Area | Benchmark | Dataset | Quality target | Reference implementation model |
Vision
| Image classification | ImageNet | 7.90% classification | ResNet-50 v1.5 |
Image segmentation (medical) | KiTS19 | 0.908 Mean DICE score | 3D U-Net | |
Object detection (lightweight) | Open Images | 34.0% mAP | RetinaNet | |
Object detection (heavy weight) | COCO | 0.377 Box min AP and 0.339 Mask min AP | Mask R-CNN | |
Language
| Speech recognition | LibriSpeech | 0.058 Word Error Rate | RNN-T |
NLP | Wikipedia 2020/01/01 | 0.72 Mask-LM accuracy | BERT-large | |
Commerce | Recommendation | 17B Click Logs | 0.8025 AUC | DLRM |
Research | Reinforcement learning | Go | 50% win rate compared to checkpoint | Mini Go (based on Alpha Go paper |
Source: https://mlcommons.org/en/training-normal-20/
The submissions expect a different number of runs for each benchmark.
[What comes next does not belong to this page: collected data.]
Issue #449, opened 2024-08-21
Changing EXTRA_PARAMS to EXTRA_FLAGS in How to Create a Target Configuration page


DanielsJusts:
Hello!

I found a mistake in the documentation. It references `EXTRA_PARAMS` but it is actually `EXTRA_FLAGS`.

https://github.com/betaflight/betaflight.com/blob/64e6231b695b2694521aedcd99d63581e10a6038/docs/development/manufacturer/creating-an-unified-target.md?plain=1#L45

PR #450, opened 2024-08-21
Update creating-an-unified-target.md

haslinghuis:
- fixes: #449


haslinghuis:
Reading again think we should update the paragraph for 4.5 which uses BOARD instead of TARGET

VitroidFPV (approved):

nerdCopter (approved):

PR #477, opened 2024-10-22
Update MCU requirements

haslinghuis:


ot0tot:
I agree this should be updated, and I have an opinion on what the default recommendations should be, but I hesitate to make them official without some testing/data to back them up. 

For example, I'm pretty sure the AT32F435 is ok at 8k, but would say never for the F411 at 8k. For F411/F405, the recommendation also depends on whether timer based DShot is being used. If the FC design requires bitbang or burst DMA to work (resulting in no gyro DMA), then a lower loop rate is almost certainly required.

docs/development/manufacturer/manufacturer-design-guidelines.md
```diff
@@ -460,20 +461,22 @@ Importantly, although the Bidirectional DShot ENABLED may require lower PID Loop
...
-|                               | BMI-270                               | 3.2 kHz       | Enabled                    | 3.2 kHz       | DShot 300      |
-| F411 SPI Rx \*\*\*            | MPU6000, MPU6050, ICM20601            | 8 kHz         | Enabled                    | 2 kHz         | DShot 300      |
-|                               | MPU6000, MPU6050, ICM20601            | 8 kHz         | Disabled (not recommended) | 4 kHz         | DShot 300      |
-|                               | BMI-270                               | 3.2 kHz       | Enabled                    | 1.6 kHz       | DShot 300      |
-|                               | BMI-270                               | 3.2 kHz       | Disabled (not recommended) | 3.2 kHz       | DShot 300      |
+| MCU                           | IMU                          | Sampling Rate | Bidirectional DShot Status | PID Loop Rate | DShot Protocol |
+| :---------------------------- | :--------------------------- | :------------ | :------------------------- | :------------ | :------------- |
+| H7XX                          | MPU60X0, ICM2060X, ICM42688P | 8 kHz         | Enabled or Disabled        | 8 kHz         | DShot 600      |
```
nerdCopter, line 466: while i understand this cleans up the tables, does it make searching harder?

haslinghuis: Other rows already used - so made it consistent.
But we need to decide on other factors like @ot0tot mentioned.

nerdCopter (approved):

blckmn (approved):

PR #471, opened 2024-10-05
Content: Add FLYSPARKF4

VitroidFPV:

PR #478, opened 2024-10-23
Add SKYSAKURAH743 board to the wiki

BloodSakura3774:

PR #480, opened 2024-10-28
Style: Fix info grid responsiveness, simplify info props

VitroidFPV:
As suggested in #471 - info grid shouldn't overflow across all screen widths, also allows for other blackbox storage media (flash, emulated SD card, SD card, external logger only) to be properly mentioned. 

Will move on to fix #471 and #478 after this - their preview builds will fail for the moment, but both will be converted as well

### DIFF
--- a/docs/development/manufacturer/fc_documentation/fc-doc-example.mdx
+++ b/docs/development/manufacturer/fc_documentation/fc-doc-example.mdx
@@ -7,7 +7,7 @@ sidebar_custom_props:
     imu: ICM42688P
     osd: MAX7456
     barometer: DPS310
-    flash: W25Q128JVPQ (16MB)
+    blackbox: Onboard 16MB
     dimensions: 36x39mm
     mounting: 30.5x30.5mm
     weight: 7.8g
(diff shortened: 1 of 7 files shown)


docs/development/manufacturer/fc_documentation/fc-doc-example.mdx
```diff
@@ -7,7 +7,7 @@ sidebar_custom_props:
     imu: ICM42688P
     osd: MAX7456
     barometer: DPS310
-    flash: W25Q128JVPQ (16MB)
+    blackbox: Onboard 16MB
```
haslinghuis, line 10: IMO `Onboard` is redundant here.

haslinghuis (dismissed):

nerdCopter:
data font is still dynamically sized. i feel it needs to be static/smaller.
and is also wrapping depending on window-width image
that said, i think it's better than before.

docs/development/manufacturer/fc_documentation/fc-doc-example.mdx
haslinghuis: Agree with @nerdCopter font can be a little more smaller and content static.

VitroidFPV:
It appears to be largely based on the system font as that's what Docusaurus uses as a basis for everything. On my end the system font does not overflow, so I wasn't able to catch this. I will reduce it further to catch various fonts

nerdCopter (approved):

VitroidFPV:
Sorry, forgot to include both changes in the commit 😅

haslinghuis (approved):

nerdCopter (approved):

PR #485, opened 2024-11-06
Add warning for led pin resources

haslinghuis:


VitroidFPV:
The limit on PC13-15 is mostly consistent across all STM32 and AT32 MCUs, the wording from the datasheet is well written, makes sense to use it here. LGTM

VitroidFPV (approved):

The difference in the number of runs for each benchmark is because of the variance of the benchmark result, the cost of each run, and the likelihood of convergence.
Area | Problem | Minimum number of runs |
Vision | Image classification | 5 |
Image segmentation (medical) | 40 | |
Object detection (lightweight) | 5 | |
Object detection (heavy weight) | 5 | |
Language | NLP | 10 |
Speech recognition | 10 | |
Commerce | Recommendation | 5 |
Research | Reinforcement learning | 10 |
The MLPerf Training suite uses a compliance checker to ensure that each submitter is submitting to the benchmark fairly. The compliance checker is the RCP checker. Reference convergence points (RCPs) ensure that the convergence of the submission does not deviate from the convergence of the reference. Its purpose is to avoid cases where submission convergence is faster than the reference. Reference implementation convergence sets a lower bound on epoch convergence that a valid submission must not surpass.